Among the lines of data below, reproduce only those from the one with "none-set, invalid-skip, case-insensitive)." through the one with "PR #2827, opened 2026-07-21", exactly as they stand, both ends included.

INPUT RECORDS START

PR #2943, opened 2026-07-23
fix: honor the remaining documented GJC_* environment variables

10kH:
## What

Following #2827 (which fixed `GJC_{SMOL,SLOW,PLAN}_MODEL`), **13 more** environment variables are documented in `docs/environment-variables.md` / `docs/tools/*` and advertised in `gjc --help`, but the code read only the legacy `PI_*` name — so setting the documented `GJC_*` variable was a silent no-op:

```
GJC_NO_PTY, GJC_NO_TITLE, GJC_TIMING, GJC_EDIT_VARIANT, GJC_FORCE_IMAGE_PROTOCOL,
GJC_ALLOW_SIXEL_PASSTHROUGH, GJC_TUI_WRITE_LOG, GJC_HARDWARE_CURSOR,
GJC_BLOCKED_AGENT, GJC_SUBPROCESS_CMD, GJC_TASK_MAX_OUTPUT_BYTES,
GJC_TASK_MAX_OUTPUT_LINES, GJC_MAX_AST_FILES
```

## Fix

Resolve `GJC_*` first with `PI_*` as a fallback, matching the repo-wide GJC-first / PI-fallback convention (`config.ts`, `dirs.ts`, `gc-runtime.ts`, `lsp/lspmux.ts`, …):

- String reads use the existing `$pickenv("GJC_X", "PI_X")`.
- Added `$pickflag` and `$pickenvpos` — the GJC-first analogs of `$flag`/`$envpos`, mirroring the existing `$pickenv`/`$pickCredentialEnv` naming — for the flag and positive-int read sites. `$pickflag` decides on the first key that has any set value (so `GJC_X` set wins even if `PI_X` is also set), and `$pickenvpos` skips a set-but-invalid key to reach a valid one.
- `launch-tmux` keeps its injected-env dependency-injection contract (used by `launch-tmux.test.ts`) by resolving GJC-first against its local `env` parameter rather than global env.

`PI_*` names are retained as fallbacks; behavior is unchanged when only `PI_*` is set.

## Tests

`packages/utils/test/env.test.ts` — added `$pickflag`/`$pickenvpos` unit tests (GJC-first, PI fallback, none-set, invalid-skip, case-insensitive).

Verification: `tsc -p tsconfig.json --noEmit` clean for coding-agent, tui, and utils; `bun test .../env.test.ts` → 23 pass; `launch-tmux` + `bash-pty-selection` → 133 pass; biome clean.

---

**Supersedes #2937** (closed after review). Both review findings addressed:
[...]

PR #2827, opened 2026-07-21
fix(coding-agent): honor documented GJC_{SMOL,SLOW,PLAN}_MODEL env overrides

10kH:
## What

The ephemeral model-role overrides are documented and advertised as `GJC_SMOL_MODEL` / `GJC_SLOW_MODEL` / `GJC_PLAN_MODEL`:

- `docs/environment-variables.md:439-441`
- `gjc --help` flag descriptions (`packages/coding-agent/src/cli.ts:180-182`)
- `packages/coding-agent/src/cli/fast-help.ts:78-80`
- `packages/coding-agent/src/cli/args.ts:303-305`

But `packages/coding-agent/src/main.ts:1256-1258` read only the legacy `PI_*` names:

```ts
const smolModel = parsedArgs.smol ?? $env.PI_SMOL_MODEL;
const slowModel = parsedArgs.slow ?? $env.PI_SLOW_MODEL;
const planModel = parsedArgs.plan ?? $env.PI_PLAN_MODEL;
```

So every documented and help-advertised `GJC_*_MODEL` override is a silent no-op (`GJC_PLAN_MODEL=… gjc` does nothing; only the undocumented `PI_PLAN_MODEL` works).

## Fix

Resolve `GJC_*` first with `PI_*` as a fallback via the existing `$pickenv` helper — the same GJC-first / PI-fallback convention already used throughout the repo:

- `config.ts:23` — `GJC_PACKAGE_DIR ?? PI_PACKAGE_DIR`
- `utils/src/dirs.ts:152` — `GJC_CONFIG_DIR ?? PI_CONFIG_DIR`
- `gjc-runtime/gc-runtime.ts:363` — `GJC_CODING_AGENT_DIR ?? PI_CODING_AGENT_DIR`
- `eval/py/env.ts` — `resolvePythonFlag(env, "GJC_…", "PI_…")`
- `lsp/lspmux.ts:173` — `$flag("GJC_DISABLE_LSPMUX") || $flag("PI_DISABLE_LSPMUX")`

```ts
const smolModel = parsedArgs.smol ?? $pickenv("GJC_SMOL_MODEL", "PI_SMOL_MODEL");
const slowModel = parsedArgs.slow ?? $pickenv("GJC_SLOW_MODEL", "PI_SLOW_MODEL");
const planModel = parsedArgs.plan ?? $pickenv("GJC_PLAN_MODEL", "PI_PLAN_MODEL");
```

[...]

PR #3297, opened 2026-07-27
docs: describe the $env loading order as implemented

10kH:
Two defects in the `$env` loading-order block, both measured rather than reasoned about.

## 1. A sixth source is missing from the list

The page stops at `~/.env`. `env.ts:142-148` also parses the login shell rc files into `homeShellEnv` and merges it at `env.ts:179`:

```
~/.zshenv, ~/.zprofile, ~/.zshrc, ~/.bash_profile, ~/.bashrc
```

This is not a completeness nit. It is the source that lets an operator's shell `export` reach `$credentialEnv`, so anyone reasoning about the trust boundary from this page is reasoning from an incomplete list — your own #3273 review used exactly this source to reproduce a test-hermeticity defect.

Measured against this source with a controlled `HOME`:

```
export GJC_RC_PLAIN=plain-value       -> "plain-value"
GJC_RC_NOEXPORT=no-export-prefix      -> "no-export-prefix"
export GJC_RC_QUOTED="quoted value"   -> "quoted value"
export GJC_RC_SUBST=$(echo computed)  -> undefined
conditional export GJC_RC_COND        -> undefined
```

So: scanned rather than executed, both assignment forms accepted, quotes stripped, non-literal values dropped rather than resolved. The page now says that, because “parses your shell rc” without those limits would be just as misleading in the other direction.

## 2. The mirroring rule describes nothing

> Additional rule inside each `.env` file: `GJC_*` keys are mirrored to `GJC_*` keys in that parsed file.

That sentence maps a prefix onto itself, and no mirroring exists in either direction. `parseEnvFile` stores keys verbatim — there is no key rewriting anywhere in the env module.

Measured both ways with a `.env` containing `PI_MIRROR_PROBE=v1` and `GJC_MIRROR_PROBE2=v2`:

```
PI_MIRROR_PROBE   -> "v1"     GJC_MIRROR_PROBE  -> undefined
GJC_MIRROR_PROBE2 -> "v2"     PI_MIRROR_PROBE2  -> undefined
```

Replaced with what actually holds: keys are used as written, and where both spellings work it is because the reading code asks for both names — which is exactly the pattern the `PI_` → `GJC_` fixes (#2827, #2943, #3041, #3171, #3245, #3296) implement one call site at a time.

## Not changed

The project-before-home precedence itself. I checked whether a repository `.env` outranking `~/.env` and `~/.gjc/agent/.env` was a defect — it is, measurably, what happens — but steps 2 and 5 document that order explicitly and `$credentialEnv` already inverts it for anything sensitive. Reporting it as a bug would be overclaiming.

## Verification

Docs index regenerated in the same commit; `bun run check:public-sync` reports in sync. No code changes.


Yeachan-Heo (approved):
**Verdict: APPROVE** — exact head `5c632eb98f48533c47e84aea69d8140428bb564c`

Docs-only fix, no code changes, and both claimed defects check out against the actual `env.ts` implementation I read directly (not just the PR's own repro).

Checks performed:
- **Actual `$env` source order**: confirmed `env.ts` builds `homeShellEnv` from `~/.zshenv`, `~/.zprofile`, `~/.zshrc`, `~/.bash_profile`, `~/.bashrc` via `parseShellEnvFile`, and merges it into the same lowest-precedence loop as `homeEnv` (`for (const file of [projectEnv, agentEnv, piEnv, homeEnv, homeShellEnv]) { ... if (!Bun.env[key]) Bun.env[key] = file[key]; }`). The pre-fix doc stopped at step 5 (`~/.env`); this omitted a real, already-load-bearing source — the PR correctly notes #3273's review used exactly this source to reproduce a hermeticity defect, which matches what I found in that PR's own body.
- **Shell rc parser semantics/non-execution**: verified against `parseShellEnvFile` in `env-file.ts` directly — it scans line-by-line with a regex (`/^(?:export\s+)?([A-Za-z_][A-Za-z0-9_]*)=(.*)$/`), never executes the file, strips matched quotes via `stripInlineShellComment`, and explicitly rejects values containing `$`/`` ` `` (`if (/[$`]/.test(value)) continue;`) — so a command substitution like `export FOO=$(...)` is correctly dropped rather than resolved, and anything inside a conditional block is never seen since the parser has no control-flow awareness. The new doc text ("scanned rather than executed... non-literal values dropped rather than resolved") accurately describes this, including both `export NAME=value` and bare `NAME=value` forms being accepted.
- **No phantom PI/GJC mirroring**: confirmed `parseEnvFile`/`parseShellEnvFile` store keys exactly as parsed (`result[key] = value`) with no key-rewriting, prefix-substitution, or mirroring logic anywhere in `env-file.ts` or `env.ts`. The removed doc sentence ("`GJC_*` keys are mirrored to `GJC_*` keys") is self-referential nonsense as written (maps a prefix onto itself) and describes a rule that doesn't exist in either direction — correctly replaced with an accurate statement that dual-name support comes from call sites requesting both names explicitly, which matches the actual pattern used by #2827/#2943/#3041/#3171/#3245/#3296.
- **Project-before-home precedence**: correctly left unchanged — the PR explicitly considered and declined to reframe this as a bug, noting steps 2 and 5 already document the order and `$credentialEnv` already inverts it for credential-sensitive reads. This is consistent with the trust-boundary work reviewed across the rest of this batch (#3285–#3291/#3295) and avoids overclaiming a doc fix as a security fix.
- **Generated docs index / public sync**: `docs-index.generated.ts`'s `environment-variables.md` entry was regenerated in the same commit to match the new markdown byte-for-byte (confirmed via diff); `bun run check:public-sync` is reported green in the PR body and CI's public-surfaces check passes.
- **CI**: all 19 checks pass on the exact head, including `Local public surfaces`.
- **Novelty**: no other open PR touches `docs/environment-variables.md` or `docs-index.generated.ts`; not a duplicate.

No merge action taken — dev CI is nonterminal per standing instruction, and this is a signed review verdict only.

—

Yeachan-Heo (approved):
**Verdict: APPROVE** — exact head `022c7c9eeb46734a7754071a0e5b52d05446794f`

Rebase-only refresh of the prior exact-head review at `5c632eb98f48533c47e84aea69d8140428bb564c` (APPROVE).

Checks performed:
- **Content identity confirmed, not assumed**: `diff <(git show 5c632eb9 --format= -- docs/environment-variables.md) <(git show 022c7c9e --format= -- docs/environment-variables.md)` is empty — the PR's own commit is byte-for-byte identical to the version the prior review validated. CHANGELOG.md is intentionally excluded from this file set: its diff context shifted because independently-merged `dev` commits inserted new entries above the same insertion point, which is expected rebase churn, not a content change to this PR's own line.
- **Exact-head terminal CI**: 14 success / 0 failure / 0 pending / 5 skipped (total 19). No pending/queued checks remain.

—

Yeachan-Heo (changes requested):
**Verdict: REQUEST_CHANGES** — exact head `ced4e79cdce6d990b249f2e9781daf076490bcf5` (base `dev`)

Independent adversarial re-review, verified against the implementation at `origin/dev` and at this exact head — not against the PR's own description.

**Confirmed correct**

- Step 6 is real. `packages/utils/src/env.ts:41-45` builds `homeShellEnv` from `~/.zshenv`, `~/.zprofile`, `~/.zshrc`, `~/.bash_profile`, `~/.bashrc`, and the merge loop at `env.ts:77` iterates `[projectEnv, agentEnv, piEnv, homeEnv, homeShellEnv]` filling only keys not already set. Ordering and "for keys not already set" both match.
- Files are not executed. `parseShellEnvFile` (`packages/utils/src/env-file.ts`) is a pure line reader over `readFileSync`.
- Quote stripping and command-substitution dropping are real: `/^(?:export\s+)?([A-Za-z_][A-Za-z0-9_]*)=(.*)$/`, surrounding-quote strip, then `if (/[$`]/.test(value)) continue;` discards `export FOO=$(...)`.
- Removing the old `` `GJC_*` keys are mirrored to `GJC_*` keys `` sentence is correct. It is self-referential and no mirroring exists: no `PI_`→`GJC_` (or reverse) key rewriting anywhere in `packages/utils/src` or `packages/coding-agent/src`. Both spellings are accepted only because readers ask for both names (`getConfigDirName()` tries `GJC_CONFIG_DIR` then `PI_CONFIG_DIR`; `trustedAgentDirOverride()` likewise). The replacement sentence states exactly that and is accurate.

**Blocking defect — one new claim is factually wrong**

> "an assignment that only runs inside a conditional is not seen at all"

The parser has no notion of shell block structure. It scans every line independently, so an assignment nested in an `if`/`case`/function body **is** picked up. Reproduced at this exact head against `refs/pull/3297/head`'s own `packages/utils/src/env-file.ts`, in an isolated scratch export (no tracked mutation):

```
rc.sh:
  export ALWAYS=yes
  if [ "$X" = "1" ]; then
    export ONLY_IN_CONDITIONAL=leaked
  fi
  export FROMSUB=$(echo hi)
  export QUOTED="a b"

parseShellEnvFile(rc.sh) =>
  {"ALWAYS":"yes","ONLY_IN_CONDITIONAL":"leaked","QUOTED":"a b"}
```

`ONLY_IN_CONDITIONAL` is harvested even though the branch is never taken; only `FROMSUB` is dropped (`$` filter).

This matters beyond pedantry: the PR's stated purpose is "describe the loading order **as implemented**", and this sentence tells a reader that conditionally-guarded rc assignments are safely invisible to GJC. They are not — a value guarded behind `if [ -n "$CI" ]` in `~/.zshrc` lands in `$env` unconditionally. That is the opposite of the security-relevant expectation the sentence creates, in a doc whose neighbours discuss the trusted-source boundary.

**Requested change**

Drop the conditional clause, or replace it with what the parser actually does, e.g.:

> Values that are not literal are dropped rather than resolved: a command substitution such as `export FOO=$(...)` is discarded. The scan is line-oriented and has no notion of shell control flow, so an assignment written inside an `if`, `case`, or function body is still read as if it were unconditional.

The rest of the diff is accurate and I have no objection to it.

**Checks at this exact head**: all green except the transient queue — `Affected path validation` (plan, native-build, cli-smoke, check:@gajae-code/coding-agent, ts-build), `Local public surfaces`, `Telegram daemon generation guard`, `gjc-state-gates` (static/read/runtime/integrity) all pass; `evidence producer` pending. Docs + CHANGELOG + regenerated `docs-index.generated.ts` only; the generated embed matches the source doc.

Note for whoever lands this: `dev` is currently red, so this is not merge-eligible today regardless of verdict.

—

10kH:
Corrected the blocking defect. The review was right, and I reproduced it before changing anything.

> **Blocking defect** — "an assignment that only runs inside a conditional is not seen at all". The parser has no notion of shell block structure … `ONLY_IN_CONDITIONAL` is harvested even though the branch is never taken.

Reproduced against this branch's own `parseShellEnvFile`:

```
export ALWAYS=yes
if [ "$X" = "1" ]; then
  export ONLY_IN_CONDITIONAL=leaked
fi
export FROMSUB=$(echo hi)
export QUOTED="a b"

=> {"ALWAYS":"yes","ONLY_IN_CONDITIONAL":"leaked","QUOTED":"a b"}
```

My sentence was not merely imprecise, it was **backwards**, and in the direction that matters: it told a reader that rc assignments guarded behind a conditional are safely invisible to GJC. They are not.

INPUT RECORDS END

[TASK RESULT]:
`packages/utils/test/env.test.ts` — added `$pickflag`/`$pickenvpos` unit tests (GJC-first, PI fallback, none-set, invalid-skip, case-insensitive).

Verification: `tsc -p tsconfig.json --noEmit` clean for coding-agent, tui, and utils; `bun test .../env.test.ts` → 23 pass; `launch-tmux` + `bash-pty-selection` → 133 pass; biome clean.

---

**Supersedes #2937** (closed after review). Both review findings addressed:
[...]

PR #2827, opened 2026-07-21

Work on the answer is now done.